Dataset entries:
PR #462, opened 2026-04-23
feat(report): include graph evidence in finding summaries

jonathanhaaswriter:
## Summary
- enrich the built-in `finding-summary` report with bounded graph evidence for top finding resources
- plumb the graph query store through the bootstrap report service so report runs can compose persisted findings with local graph neighborhoods
- add focused report and bootstrap coverage for resource-root selection, bounded graph reads, and unconfigured-graph fallback

## Testing
- make verify
- go test ./internal/reports ./internal/bootstrap
- local graph-backed finding-summary report demo

PR #461, opened 2026-04-23
feat(report): add durable report run foundation

jonathanhaaswriter:
## Summary
- add a durable report-run foundation with built-in report definitions, persisted report runs, and bootstrap REST/Connect endpoints
- add the first built-in `finding-summary` report that materializes one runtime-scoped summary of persisted findings by severity, status, and rule
- extend the Postgres finding store with runtime-scoped finding reads so reports can compose over persisted findings instead of introducing a separate compliance module

## Testing
- make verify
- go test ./internal/reports ./internal/bootstrap ./internal/statestore/postgres ./internal/findings
- local finding-summary report demo

PR #515, opened 2026-05-07
feat: add source runtime flow telemetry

jonathanhaaswriter:
## Summary
- add runtime_id filtering for source-runtime listing and orchestrator runs
- emit structured JSON telemetry spans/events for orchestrator iterations, per-runtime work, sync pages, and commits
- propagate trace_id/span_id onto emitted source events and include runtime result counters

## Validation
- go test ./cmd/cerebro ./internal/sourceruntime ./internal/statestore/postgres ./internal/bootstrap ./internal/telemetry -count=1
- make verify

### DIFF
--- a/api/openapi.yaml
+++ b/api/openapi.yaml
@@ -67,6 +67,10 @@ paths:
     get:
       summary: List source runtime configurations
       parameters:
+        - name: runtime_id
+          in: query
+          schema:
+            type: string
         - name: tenant_id
           in: query
           schema:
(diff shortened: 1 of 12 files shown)


jonathanhaaswriter:
This is the runtime_id-capable app dependency for WriterInternal/cerebro#461. All checks are passing and review threads are resolved; requesting review so we can cut v2.1.0 and unblock sec-dev rollout tracking in WriterInternal/cerebro#462.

What is expected: The data above needs to be given again exactly, with no line left out.

Task solution:
PR #462, opened 2026-04-23
feat(report): include graph evidence in finding summaries

jonathanhaaswriter:
## Summary
- enrich the built-in `finding-summary` report with bounded graph evidence for top finding resources
- plumb the graph query store through the bootstrap report service so report runs can compose persisted findings with local graph neighborhoods
- add focused report and bootstrap coverage for resource-root selection, bounded graph reads, and unconfigured-graph fallback

## Testing
- make verify
- go test ./internal/reports ./internal/bootstrap
- local graph-backed finding-summary report demo

PR #461, opened 2026-04-23
feat(report): add durable report run foundation

jonathanhaaswriter:
## Summary
- add a durable report-run foundation with built-in report definitions, persisted report runs, and bootstrap REST/Connect endpoints
- add the first built-in `finding-summary` report that materializes one runtime-scoped summary of persisted findings by severity, status, and rule
- extend the Postgres finding store with runtime-scoped finding reads so reports can compose over persisted findings instead of introducing a separate compliance module

## Testing
- make verify
- go test ./internal/reports ./internal/bootstrap ./internal/statestore/postgres ./internal/findings
- local finding-summary report demo

PR #515, opened 2026-05-07
feat: add source runtime flow telemetry

jonathanhaaswriter:
## Summary
- add runtime_id filtering for source-runtime listing and orchestrator runs
- emit structured JSON telemetry spans/events for orchestrator iterations, per-runtime work, sync pages, and commits
- propagate trace_id/span_id onto emitted source events and include runtime result counters

## Validation
- go test ./cmd/cerebro ./internal/sourceruntime ./internal/statestore/postgres ./internal/bootstrap ./internal/telemetry -count=1
- make verify

### DIFF
--- a/api/openapi.yaml
+++ b/api/openapi.yaml
@@ -67,6 +67,10 @@ paths:
     get:
       summary: List source runtime configurations
       parameters:
+        - name: runtime_id
+          in: query
+          schema:
+            type: string
         - name: tenant_id
           in: query
           schema:
(diff shortened: 1 of 12 files shown)


jonathanhaaswriter:
This is the runtime_id-capable app dependency for WriterInternal/cerebro#461. All checks are passing and review threads are resolved; requesting review so we can cut v2.1.0 and unblock sec-dev rollout tracking in WriterInternal/cerebro#462.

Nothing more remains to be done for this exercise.